I’m starting my walk this morning in sunshine, but the sky overhead is hazy and to the west the clouds are dark. I’m glad to have the sun for now. I feel a little high-spirited today as I see a bunny hopping down a trail. His powder puff tail zigs and zags, then he hops straight up and down and disappears around the bend. I’d like to follow him. But I suspect he has just stopped in another little bit of briar and weed. I want to think I’d have found a little opening at the base of a stump where he’d have disappeared and I could have lain down on the moss and peeked in to see a little family of bunnies painting eggs to get ready for Easter.

Everything is in bud this morning. Near the stream at the base of the white oak there are more little Hepatica buds almost ready to open. All through the open woods Cut-leaved Toothworts hold clusters of young buds. Here and there tiny leaves of Corydalis are coming through the leaves into the sun. Their leaves are similar to Dutchman’s Breeches, which I’ve never seen in these woods. New leaves of wild rose, Autumn Olive, and honeysuckle are starting to appear. And the field grass is just a little greener than yesterday.

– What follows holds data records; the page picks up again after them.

PR #52, opened 2016-07-07
The fixed the pattern for the default color formatter

ericparton:
The pattern for the default color formatter in the logging fraction didn't include colors, so I updated the pattern


jamezp:
This looks good to me.

gastaldi:
Thank you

Near the path to the stream, I see a Forsythia bush starting to bloom. I wonder who planted it there. There’s no house nearby. A few years ago it looked like someone was planning to build on that property. There were markers where a house might go and some of the land was mowed. Maybe the Forsythia was planted then along with hopes for a home. There was a bridge across the stream that a car could drive over. It has been broken down for a long time. There is moss growing on some of the old bridge lumber that is down in the stream. I feel a little lonely, as if I’m sharing someone’s memories of dreams that never happened.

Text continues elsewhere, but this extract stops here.